I know that I have unworthily outragedkg a woman who deserves all my adoration; I know that the terrible wrongs I have done her are the sole cause of the misfortunes she is experiencing; but, Madame, fear lest you become an accomplice in them by preventing me from repairing them. I thrust the dagger into your friend’s heart, but none save I can withdraw the steel from the wound. I, I alone, know how it may be healed. What matters it that the guilt was mine, if I can be of use to her? Save your friend! save her! she needs your aid, not your vengeance.

PARIS, 5TH DECEMBER, 17–.

II. THE PRESIDENTE DE TOURVEL TO THE VICOMTE DE VALMONT

O MY FRIEND, WHAT is this distress of which I am conscious since the moment of your parting from me! When calm is so necessary to me, how comes it that I am given up to an agitation so great that it becomes even pain, and causes me real terror? Would you believe it? I feel that even in order to write to you I need to collect my strength and to call reason to my aid. Yet I tell myself, I repeat to myself, that you are happy; but this idea, so precious to my heart, which you so rightly called the sweet calmative of love, has on the other hand become its ferment, and makes me succumb under a felicity too strong for me, while if I try to snatch myself away from this delicious meditation, I immediately fall once more into cruel anguishes, which I have so earnestly promised you to avoid, and from which, indeed, I ought to protect myself so carefully, since they lessen our happiness.

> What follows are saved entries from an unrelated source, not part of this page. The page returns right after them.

PR #678, opened 2022-04-26
Fix invalid check

GuillaumeGomez:
`block_start` is already checked just above.

Also a question about this code: shouldn't the character in common be between `*_start` and `*_end` instead of the current code?

### DIFF
--- a/askama_shared/src/lib.rs
+++ b/askama_shared/src/lib.rs
@@ -275,8 +275,8 @@ impl<'a> TryFrom<RawSyntax<'a>> for Syntax<'a> {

My friend, you have easily taught me to live only for you; teach me now to live when I am not with you…. No, that is not what I wish to say, but rather that, far from you, I would not live, or at least would forget my existence. Abandoned to myself, I can endure neither my happiness nor my suffering; I feel the need of repose, and all repose is impossible to me; in vain have I called on sleep, sleep has fled far from me; I can neither occupy myself nor remain idle, turn by turn a burning fire devours me and a mortal shudder annihilates me; every movement wearies me, yet I cannot keep still. Well, what shall I say? I should suffer less in the throes of the most violent of fevers, and, without my being able to explain or even conceive it, I yet feel assuredly that this state of suffering arises only from my powerlessness to contain or to direct a crowd of feelings, to whose charm I should nonetheless be happy to be able wholly to deliver up my soul.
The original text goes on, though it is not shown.